- DATA PROVIDED:
PR #775, opened 2026-08-06
Adds hack/dev-branch.sh

bowei:
This script automates creating an isolated dev branch in a git worktree for development. It also creates a separate Kind cluster for e2e development for the environment.

Adds agent skill to use the isolated dev branch for work.

### DIFF
--- a/.agents/skills/dev-branch/SKILL.md
+++ b/.agents/skills/dev-branch/SKILL.md
@@ -1,0 +1,106 @@
+---
+name: dev-branch
+description: Parallel development using hack/dev-branch.sh to isolate worktrees and Kind test clusters per feature.
+---
+
+# Multi-Agent Parallel Development with `hack/dev-branch.sh`
+
+This skill provides workflow guidance for executing concurrent development tasks,
+working on separate features within the `agent-substrate/substrate` repository.
+
+By isolating each feature inside its own **Git worktree** and **Kind Kubernetes
+cluster**, multiple agents can build, test, and debug features in parallel
+without step-on or port/cluster resource contention.
+
+---
+
+## Architecture & Principles
+
+| Resource | Isolation Strategy | Purpose |
+| :--- | :--- | :--- |
+| **Source Code** | Git Worktree (`.worktrees/<branch>`) | Independent code branch & checkout per agent |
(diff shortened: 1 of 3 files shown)


.agents/skills/dev-branch/SKILL.md
```diff
@@ -0,0 +1,106 @@
...
+name: dev-branch
+description: Parallel development using hack/dev-branch.sh to isolate worktrees and Kind test clusters per feature.
+---
+
+# Multi-Agent Parallel Development with `hack/dev-branch.sh`
+
+This skill provides workflow guidance for executing concurrent development tasks,
+working on separate features within the `agent-substrate/substrate` repository.
+
+By isolating each feature inside its own **Git worktree** and **Kind Kubernetes
```
BenTheElder, line 11:
```suggestion
By isolating each feature inside its own **Git worktree** and **kind Kubernetes
```

hack/delete-kind-cluster.sh
```diff
@@ -40,8 +40,13 @@ fi
 if [ "${reg_exists}" == true ]; then
   reg_created_by="$(docker inspect --format '{{index .Config.Labels "created-by"}}' "${reg_name}" 2>/dev/null)"
   if [ "${reg_created_by}" == "agent-substrate" ]; then
-    echo "Deleting registry container '${reg_name}' (created by us)..."
-    docker rm -f "${reg_name}" || true
+    remaining_clusters="$("${ROOT}"/hack/kind.sh get clusters 2>/dev/null | grep -v 'No kind clusters found' | grep -v '^$' || true)"
```
BenTheElder, line 43: this script was intended to be the counter to create-kind-cluster.sh, I think if we're going to delete *all* clusters that should be optional or a mode

currently if you are doing other things on the same host with kind, we won't delete that, just the one you requested. now this PR wipes unrelated clusters

botengyao (approved):

hack/delete-kind-cluster.sh
BenTheElder: This change in particular I think needs to be refined. Why can't an agent just tear down its own cluster?

bowei: Yes, good point... let me update

bowei:
Redoing this ..

bowei:
Reopen

PR #776, opened 2026-08-06
feat(otel): add cold start metrics

krisztianfekete:
This PR implements the last two metrics from #433.

Right now, we can see that a resume was slow but not where. `ate.actor.lifecycle.operation.duration` covers the whole ateapi operation, and `atenet.router.route.duration` covers the edge, but everything between ateapi-atelet-actors is one block that contains fetching the manifest, downloading the snapshot, unpack the OCI image, call to ateom. 

We have `rpc.server.call.duration` that gives us the atelet restore total time, but template, kind, and scope labels are missing, so today we cannot really pinpoint why/where we have a regressions in latency.

In this PR I am adding per-phase histograms, here's an example of what we can know after these changes:

```console
ateom_restore   522 ms   ###############################
download        8.9 ms   #
manifest_fetch  3.2 ms
oci_unpack      2.6 ms
---------------------------------------------------------
total           535 ms
```

It also fixes a gap #683 opened where a `data_on_golden` resume was labeled identically to a plain one on the lifecycle histogram.

Things folks might want to argue with:
- total as a phase value. Partly duplicates `rpc.server.call.duration`, but that one has no domain labels and gRPC-specifc. We can drop it, but it's an inferior operational UX, so I'd rather have it here.
- Phases overlap, they are not a partition of total, because download runs concurrently with the asset fetch and unpack. I called this out in the metric description. Do not sum across phases.
- New `ate.snapshot.scope` key rather than a new `ate.snapshot.kind` value for `data_on_golden`. A new value would collapse local and external into one bucket, which is the biggest latency difference there is. This does add a label to the already shipped lifecycle histogram.

Verified on kind, and all e2e suites pass, and the emitted series cover every kind (golden, latest, local) on both metrics with no unknown values.
 
- [x] Tests pass


krisztianfekete:
Adding the last two metrics from #433, cc. @JeffLuoo, @git286.

cmd/atelet/main.go
```diff
@@ -121,6 +121,11 @@ func main() {
 		serverboot.Fatal(ctx, "Failed to create snapshot size metric", err)
 	}
 
+	instruments, err := NewInstruments(otel.Meter("atelet"))
+	if err != nil {
+		serverboot.Fatal(ctx, "Failed to create cold-start metrics", err)
```
JeffLuoo: nit - maybe not use `cold-start metrics` as the NewInstruments may cover more than just cold-start metrics in the future. Consider `atelet metrics` for metrics created under atelet folder? This is not a strong opinion, up to you : )

cmd/atelet/main.go
```diff
@@ -404,10 +435,14 @@ func (s *AteomHerder) Checkpoint(ctx context.Context, req *ateletpb.CheckpointRe
...
 		return nil, ateerrors.CrashIfReason(ctx, err, ateerrors.ReasonInvalidSandboxAsset, ateerrors.ReasonTerminalFileSystemError)
 	}
+	op.sandboxClass = sandboxRec.SandboxClass
+
+	tAssets := time.Now()
 	assetPaths, err := s.ensureSandboxAssets(ctx, sandboxRec)
 	if err != nil {
 		return nil, ateerrors.CrashIfReason(ctx, err, ateerrors.ReasonInvalidSandboxAsset, ateerrors.ReasonTerminalFileSystemError, ateerrors.ReasonFailedGetExternalObject, ateerrors.ReasonInvalidObjectURL)
 	}
+	dAssets = time.Since(tAssets)
```
JeffLuoo: `error.type` is appended to the *base* attribute set, so `recordPhases` stamps it on every phase of the operation. Second, every clock in
  `main.go` is stopped *after* the error check — e.g. `dAteom = time.Since(tAteom)` at `main.go:474` (and `:798` for restore) sits below the `if err != nil { return }`, so
  on failure `dAteom` stays 0 and `recordPhases` skips it.

  Net effect for a restore that dies in `ateom_restore` with `Unavailable`:

  | phase | emitted? | error.type |
  |---|---|---|
  | `manifest_fetch` | yes | `Unavailable` ← succeeded |
  | `download` | yes | `Unavailable` ← succeeded |
  | `oci_unpack` | yes | `Unavailable` ← succeeded |
  | `ateom_restore` | **no** | — ← the one that failed |
  | `total` | yes | `Unavailable` ✔ |

  So neither question this metric exists to answer is answerable: per-phase latency is polluted (unfiltered mixes error series in; `error_type=""` drops the healthy
  `download` observations from every failed restore), and the failing phase is invisible. 

Potential fixes:

  1. Move each `d* = time.Since(...)` above its `if err != nil` return, in both `Checkpoint` and `Restore`.
  2. Drop the `err` param from `snapshotOp.attrs`, pass `err` to `recordPhases` instead, and apply the label only when `p.name == ateattr.SnapshotPhaseTotal`.

Also make sure update the unit test to cover it.

JeffLuoo (changes requested):

cmd/atelet/main.go
krisztianfekete: Thanks for catching these!  Moved all timer stops around, and extended your option 2 a bit, so the label lands on the failing phase and the total, so `{phase="download", ...!=""}` tells us where the failure is, while successful phases stay unlabeled.

Also swapped `error.type` for `ate.failure.reason` since a gRPC code read `Unknown` for nearly every failure here. Verified on kind by killing object storage. Persist and total get `FAILED_SAVE_SNAPSHOT`, the phases that succeeded stay as-is. 

This leaves `ate.actor.lifecycle.operation.duration` as the only instrument still using `error.type`, we can make it consistent though.

cmd/atelet/main.go
```diff
@@ -683,22 +772,30 @@ func (s *AteomHerder) Restore(ctx context.Context, req *ateletpb.RestoreRequest)
...
 			return ateerrors.CrashIfReason(ctx, err, ateerrors.ReasonTerminalFileSystemError, ateerrors.ReasonInvalidContainerConfig)
 		}
-		dBundles = time.Since(t)
 		return nil
 	})
 	if err := g.Wait(); err != nil {
+		op.failedPhase = downloadFailedPhase
+		if op.failedPhase == "" {
+			op.failedPhase = prepFailedPhase
+		}
```
JeffLuoo: `failedPhase` and the error can come from different goroutines, so the reason gets pinned to the wrong phase.

`errgroup.WithContext` cancels `gctx` as soon as either goroutine fails. If the asset/OCI-prep goroutine fails first, the in-flight download aborts with a context error and its defer sets `downloadFailedPhase` — even though it was only collateral. Here `download` wins unconditionally, while `g.Wait()` returned the prep error. The datapoint reads:

  `ate_snapshot_phase="download", ate_failure_reason="INVALID_CONTAINER_CONFIG"`

  The error is correct; the phase isn't. On a cold node the download is the long-running one, so it's still in flight almost every time prep fails.

  `Wait` returns the first error verbatim, so identity tells you which goroutine owns it:

  ```go
  var downloadErr, prepErr error
  
  g.Go(func() (err error) {
      t := time.Now()
      defer func() {
          dDownload = time.Since(t)
          downloadErr = err
          if err != nil {
              downloadFailedPhase = ateattr.SnapshotPhaseDownload
          }
      }()
      ...
  })

  g.Go(func() (err error) {
      defer func() { prepErr = err }()
      ...
  })

  // The cancelled goroutine's error is only gctx fallout; it must not claim the
  // phase.
  if err := g.Wait(); err != nil {
      switch err {
      case downloadErr:
          op.failedPhase = downloadFailedPhase
      case prepErr:
          op.failedPhase = prepFailedPhase
      }
      return nil, err
  }
  ```

  `errors.Is(err, context.Canceled)` won't work as a filter here — `CrashIfReason` and the GCS wrapping don't reliably preserve it.

JeffLuoo (changes requested):

cmd/atelet/main.go
JeffLuoo: lgtm

cmd/atelet/main.go
krisztianfekete: Thanks!
Fixed this and while I testing I found the same bug in the durations, which is also fixed now. Also swapped `ate.snapshot.file` for the semconv's `file.name` on `atelet.snapshot.size`.

JeffLuoo (dismissed):

JeffLuoo:
Please rebase, thanks

JeffLuoo (approved):

PR #781, opened 2026-08-06
atenet/router: run the parking tests on a fake clock

bowei:
Use a fake clock and synctext to avoid waiting in real-time in the unit test.

Addresses review comments left over from #221.


haiyanmeng (approved):
/lgtm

- WHAT IS EXPECTED:
The answer is every line in the data where the word "tAssets" appears.

- PROBLEM SOLUTION:
+	tAssets := time.Now()
+	dAssets = time.Since(tAssets)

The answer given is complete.